**** Data to examine
PR #128, opened 2016-04-27
New sw-testing-helpers + Remove build artefacts.

gauntface:

At the moment sw-toolbox has a compiled version in the master repo, this is pretty bad practice and would like to kill it.

This PR makes use of a publishing script that will build the project, run tests against the build, build the docs, bundle everything for a release and publish to NPM, with this, we can now remove the static build in the master repo.

If developers still need git access to also get the pre-build versions the 'release' branch which the publish script creates can be used (or tagged releases).

This also updates to the latest sw-testing-helpers which

Fixes TestServer binding to localhost rather than responding to external requests
Access to all useful classes without requiring from node_modules
Re-usable release and doc publishing scripts
Doc template is shared and sorts revisioned directories correctly.


wibblymat:
This LGTM, assuming you get Travis working :)

gauntface:
Should be fixed now - turns out spacing within an if statement is very important for Travis, otherwise it dies quietly in the background and github makes it looks like it's still waiting :-(

addyosmani:
LGTM. Waiting for Travis checks to complete.

gauntface:
I'm seeing this Firefox Beta problem across a few different projects - happy to accept given that tests are passing in FF stable and both chromes?

addyosmani:
Happy to accept. Assume we're going to look at how to tackle the beta breakage beyond this project.

Nice one.

PR #130, opened 2016-05-03
clean up redundant caches. domain global though

donlion:
On several projects, where I've used sw-toolbox, I'm using versioning numbers as well to invalidate all my files at once - when it's needed of course.
Only problem is, that I ended up having multiple redundant caches, that basically just filled up space.

The challenge in removing redundant caches is the fact, that it's removing it form the whole domain.
Meaning if the website has a subsite under /serviceworker/is/the/best using a scoped serviceworker, their cache might all of a sudden not be available.

I'm not sure how to solve this yet, but I really badly needed the clean up and thought I might as well just implement it my self :)

How should we go around this?

### DIFF
--- a/lib/helpers.js
+++ b/lib/helpers.js
@@ -132,9 +132,29 @@ function renameCache(source, destination, options) {
   });
 }
 
+
+function renameCacheAndCleanUp(source, destination, options) {
+  debug('Renaming cache: [' + source + '] to [' + destination + ']', options);
+
+  return caches.keys().then(function(cacheNames) {
+    Promise.all(
+
+      cacheNames.map(function(cacheName) {
+        if (destination !== cacheName && source !== cacheName) {
+          return caches.delete(cacheName);
+        }
+      })
+
+    ).then(function() {
+      return renameCache(source, destination, options);
+    });
+  });
+}
+
 module.exports = {
   debug: debug,
   fetchAndCache: fetchAndCache,
   openCache: openCache,
-  renameCache: renameCache
+  renameCache: renameCache,
+  renameCacheAndCleanUp: renameCacheAndCleanUp
 };
--- a/lib/sw-toolbox.js
+++ b/lib/sw-toolbox.js
@@ -73,7 +73,7 @@ self.addEventListener('install', function(event) {
 self.addEventListener('activate', function(event) {
   helpers.debug('activate event fired');
   var inactiveCache = options.cache.name + '$$$inactive$$$';
-  event.waitUntil(helpers.renameCache(inactiveCache, options.cache.name));
+  event.waitUntil(helpers.renameCacheAndCleanUp(inactiveCache, options.cache.name));
 });
 
 // Fetch


donlion:
Signed, sealed, delivered

gauntface:
Thanks for this @donlion, could you add some tests to make sure this works and doesn't regress.

I'm not sure if the renameCache method needs to be exposed, I'd expect the renameCacheAndCleanUp to be the only methods OR have two methods renameCache() cleanUpCaches().

@wibblymat and @jeffposnick what are your thoughts on this? I hit this problem last night on my own site.

donlion:
Yeah. Reason why I kept renameCache and renameCahceAndCleanUp is for the domain-global "danger".
Say I've got domain.com as my main website and want to launch a web-app under the directory domain.com/web-app. If the users landed on domain.com and it cleaned up the cache, the cache for my web-app would be gone as well.
This is obviously a set example, but it could happen.

How should we go around it?
We could "namespace" the cache name to the service-workers scope and only remove caches within the current scope. What do you think?

addyosmani:
> I'd expect the renameCacheAndCleanUp to be the only methods OR have two methods renameCache() cleanUpCaches().

I concur.

> @wibblymat and @jeffposnick what are your thoughts on this? I hit this problem last night on my own site.

Friendly ping Mat and Jeff for your take on this before we ask @donlion for tests.

jeffposnick:
The default cache name [already contains](https://github.com/GoogleChrome/sw-toolbox/blob/4d172db13087d5727c6a3fe73a9341e6f2c4b5e4/lib/options.js#L29) the current service worker's scope:

```
name: '$$$toolbox-cache$$$' + scope + '$$$'
```

I may be missing something subtle here, but it doesn't sound like multiple service workers' usage of `sw-toolbox` would introduce a conflict, since they each should have their own scope.

lib/helpers.js
```diff
@@ -132,9 +132,29 @@ function renameCache(source, destination, options) {
...
+
+function renameCacheAndCleanUp(source, destination, options) {
+  debug('Renaming cache: [' + source + '] to [' + destination + ']', options);
+
+  return caches.keys().then(function(cacheNames) {
+    Promise.all(
+
+      cacheNames.map(function(cacheName) {
+        if (destination !== cacheName && source !== cacheName) {
+          return caches.delete(cacheName);
```
jeffposnick: This seems dangerous!

If a user is either managing a cache outside of `sw-toolbox` (e.g. via `sw-precache` or just vanilla Cache Storage API calls) or using `sw-toolbox` but with explicitly named caches (e.g. in [this example](https://github.com/GoogleChrome/sw-toolbox/blob/master/recipes/cache-expiration-options/service-worker.js#L18)), then those caches would end up being deleted by this code.

wibblymat:
Thanks for the PR!

I am currently -1 on this. If you use the default cache name then toolbox already manages it for you, and you don't have to clean anything up. If you create your *own* caches, then you should do your own tidying up too.

Maybe we could come up with some sort of optional helper, though, that makes tidying up custom caches  easier. Maybe something like `expireCaches(prefix, suffix)` that will, during `activate`, delete any cache that starts with `prefix` but does not end with `suffix`. This should help with versioned caches where the prefix will contain the scope and the suffix will be the current version. So if you have a cache called `scope + '-images-' + version`, then when you upgrade from version 4 to version 5 the version 4 cache will be deleted for you.

Does that make sense? Would it actually solve your problem?

addyosmani:
Thanks for the initial review of the idea, @wibblymat and @jeffposnick. My two cents are that this PR would introduce sufficiently dangerous behavior that it's not worth pursuing in the current form. We do however greatly appreciate the contribution.  

> If a user is either managing a cache outside of sw-toolbox (e.g. via sw-precache or just vanilla Cache Storage API calls) or using sw-toolbox but with explicitly named caches (e.g. in this example), then those caches would end up being deleted by this code.

This is my concern too thus a -1 I'm afraid.

> Maybe we could come up with some sort of optional helper, though, that makes tidying up custom caches easier. Maybe something like expireCaches(prefix, suffix) that will, during activate, delete any cache that starts with prefix but does not end with suffix. This should help with versioned caches where the prefix will contain the scope and the suffix will be the current version. So if you have a cache called scope + '-images-' + version, then when you upgrade from version 4 to version 5 the version 4 cache will be deleted for you.

I think this might be worth moving into a new issue. I'll file one for us to explore whether there's more that can be done to ease the process of tidying up caches.

PR #145, opened 2016-06-09
Fixes #143

### LINKED ISSUE #143: Restore previous top-level sw-toolbox.js
It broke `sw-precache`, as https://github.com/GoogleChrome/sw-precache/blob/master/lib/sw-precache.js#L184 depended on it existing.

When you do remove it, could it be as part of a major `sw-toolbox` semver release?

gauntface:
@jeffposnick @addyosmani @wibblymat You ok with this?

Would a patch fix for this be ok?

### DIFF
--- a/gulpfile.js
+++ b/gulpfile.js
@@ -55,8 +55,8 @@ gulp.task('build', function() {
 
   bundler.plugin('browserify-header');
   bundler.plugin('minifyify', {
-    map: 'sw-toolbox.map.json',
-    output: 'sw-toolbox.map.json'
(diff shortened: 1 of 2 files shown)


addyosmani:
LGTM. This is in line with patch release to fix the breaking builds elsewhere and major release to/if we change the path.

gauntface:
Tests for Chrome stable and beta have passed so going to merge this and push a patch release. They've failed in Firefox but thats a selenium issue.

wibblymat:
LGTM - I'll do a new release (v3.2.1) now

PR #154, opened 2016-06-29
Fixes #3

### LINKED ISSUE #3: Warn if routes overwrite each other
If I have a route for `:foo/:bar` and another for `:baz/:quux` then they compile to the same regex, and one will overwrite the other.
********
(Exercise objective) State the number of lines in the data above that include the word "Travis", leaving out any other words.

(Reply) 3